++++ DATA FOR PROCESSING

PR #8521, opened 2018-04-03
Add libdeflate, try building HTSLib with it

kyleabeauchamp:

### DIFF
--- a/recipes/bcftools/build.sh
+++ b/recipes/bcftools/build.sh
@@ -4,10 +4,10 @@ export CPPFLAGS="-I$PREFIX/include"
 export LDFLAGS="-L$PREFIX/lib"
 
 cd htslib*
-./configure --prefix=$PREFIX --enable-libcurl CPPFLAGS="-I$PREFIX/include" LDFLAGS="-L$PREFIX/lib"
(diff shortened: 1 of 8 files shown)


jtratner:
would it make sense to create a separate samtools-deflate package for this to allow folks to test it? (otherwise you're opting everyone in to libdeflate)?

Not sure level of robustness that samtools maintainers feel they have.

kyleabeauchamp:
Seems like the HTSLib developers are fairly confident, but that's a good thing to think about.

epruesse:
@jtratner On the htslib/samtools side, the coding would not have been very invasive, so unlikely to contain breakage. Libdeflate itself seems to be stable already judging from the recent releases, and since it produces compatible output, I wouldn't worry too much.

jtratner:
cool - sounds good to me - seems like we don't need a separate package :)

epruesse:
Technically, libdeflate is a candidate for conda-forge though. It's likely to appear there eventually, and then we have the duplication issue again.

kyleabeauchamp:
Any objections?  I tested that I do see substantial speedups when I use the builds from my local bioconda build of the same recipes.

kyleabeauchamp:
FYI: future todos on this story are:

1.  When CB3 / GCC7 is available, upgrade the compiler to see if performance improves
2.  Add additional compiler optimizations / -march targets as appropriate to further improve performance.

++++++++

Reproduce each line above that contains "CPPFLAGS".

## [WRITTEN ANSWER]
@@ -4,10 +4,10 @@ export CPPFLAGS="-I$PREFIX/include"
-./configure --prefix=$PREFIX --enable-libcurl CPPFLAGS="-I$PREFIX/include" LDFLAGS="-L$PREFIX/lib"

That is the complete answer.